WHAT THE TASK REQUIRES: Give back all of the data verbatim.

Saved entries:
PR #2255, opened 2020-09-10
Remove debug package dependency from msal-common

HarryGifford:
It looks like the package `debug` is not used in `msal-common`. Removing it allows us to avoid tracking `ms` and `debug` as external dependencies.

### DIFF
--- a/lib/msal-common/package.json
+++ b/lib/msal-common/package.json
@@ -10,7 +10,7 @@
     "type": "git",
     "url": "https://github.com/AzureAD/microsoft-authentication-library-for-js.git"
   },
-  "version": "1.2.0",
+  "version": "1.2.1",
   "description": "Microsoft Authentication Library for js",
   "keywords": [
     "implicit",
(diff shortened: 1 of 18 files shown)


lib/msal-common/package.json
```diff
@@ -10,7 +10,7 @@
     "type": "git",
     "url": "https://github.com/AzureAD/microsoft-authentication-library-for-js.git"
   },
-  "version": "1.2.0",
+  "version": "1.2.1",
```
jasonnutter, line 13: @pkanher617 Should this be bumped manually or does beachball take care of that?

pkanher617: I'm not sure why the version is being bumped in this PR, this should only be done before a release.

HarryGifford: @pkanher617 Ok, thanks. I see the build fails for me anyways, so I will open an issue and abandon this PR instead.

WRITTEN RESPONSE:
PR #2255, opened 2020-09-10
Remove debug package dependency from msal-common

HarryGifford:
It looks like the package `debug` is not used in `msal-common`. Removing it allows us to avoid tracking `ms` and `debug` as external dependencies.

### DIFF
--- a/lib/msal-common/package.json
+++ b/lib/msal-common/package.json
@@ -10,7 +10,7 @@
     "type": "git",
     "url": "https://github.com/AzureAD/microsoft-authentication-library-for-js.git"
   },
-  "version": "1.2.0",
+  "version": "1.2.1",
   "description": "Microsoft Authentication Library for js",
   "keywords": [
     "implicit",
(diff shortened: 1 of 18 files shown)


lib/msal-common/package.json
```diff
@@ -10,7 +10,7 @@
     "type": "git",
     "url": "https://github.com/AzureAD/microsoft-authentication-library-for-js.git"
   },
-  "version": "1.2.0",
+  "version": "1.2.1",
```
jasonnutter, line 13: @pkanher617 Should this be bumped manually or does beachball take care of that?

pkanher617: I'm not sure why the version is being bumped in this PR, this should only be done before a release.

HarryGifford: @pkanher617 Ok, thanks. I see the build fails for me anyways, so I will open an issue and abandon this PR instead.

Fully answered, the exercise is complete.